На Октябрьской улице она вышла и побежала, громко постукивая каблучками, ей хотелось, чтобы с ней случилось что-нибудь такое, что отодвинуло бы воспоминания о той комнате, но ничего более ужасного, чем та комната, сейчас не существовало для нее. Пусть бы даже на мосту ее остановили грабители, да и какие это грабители, главные-то грабители — там, за столом…
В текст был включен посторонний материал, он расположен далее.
PR #2548, opened 2016-02-25
Expanding tests for le-auto, adding Ubuntu test suite

TheNavigat:
Addresses issue #2443 

Added Ubuntu Precise (12.04), and Trusty (14.04)


TheNavigat:
For some reason the tests fail on Ubuntu Wily (15.10). I traced the problem and I found out that for some reason the ``fetch.py`` script created by ``letsencrypt-auto`` fails with the following

```
Couldn't download https://localhost:4443/letsencrypt/json. <urlopen error [SSL: CERTIFICATE_VERIFY_FAILED] certificate verify failed (_ssl.c:590)>
```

На мосту никого не было, ветер гнал по нему бумажки, пахло печным дымом. Она быстро спустилась по лестнице. По оврагу плавал туман, и у нее сразу отсырёли под беретом волосы и стали влажными руки. Опять идет зима, подумала она. Если будет такой же, как прошлая, то лучше уж не жить…
Она вошла в дом, и ее обдало запахом, теплой сырости, на столе горела лампа — редкая роскошь, маленький язычок копоти лизал стекло; на плите сопел чайник. Евгения Ивановна, пригнувшись к кружочку света, вязала, серым котенком «играл» на ее коленях мягкий клубок… Таким уютным и родным показалось все это Нине, что в ней сразу все ослабло, помягчело.
Ночью ее мучили кошмары — то она падала с большой высоты, то бежала по длинной анфиладе комнат и. кто-то гнался за ней, она не знала кто, и в этом был весь ужас… А под утро приснилось, что вязнет в отвратительной, заваленной ржавым железом жиже, никак не может выбраться, а на берегу стоит Павла, хохочет, указывает на нее пальцем и кричит: «Золотая Нино!.. Золотая Нино!..»
Захныкал Витюшка, и она проснулась. Господи, сколько же будет меня мучить все это? Лицо ее заливал пот, она чувствовала, как скапливается он в глазницах и как от него щиплет глаза.
Было тихо, что-то шуршало за стеной, четко отстукивал маятник ходиков, где-то далеко надрывно выла собака.
Еще в сентябре Никитка прислал фотографию, Нина сперва и не узнала брата — на нее прищурен- но смотрел широкоплечий парень в гимнастерке и пилотке со звездочкой; выгнутая бровь, и прищур, и плотно сжатые губы придавали лицу незнакомое, «взрослое» выражение, и только в чуть оттопыренных ушах осталось что-то прежнее, мальчишеское.
В последний раз Нина видела его летом сорокового, когда приезжала в Орел на каникулы, и сейчас удивилась, как эти два года изменили брата. И дело было даже не в том, что Никита вырос, возмужал — он всегда был рослым и широким в кости, весь в отца, — но в лице его теперь угадывался какой-то взрослый опыт, хотя какой же опыт может быть у пятнадцатилетнего мальчика?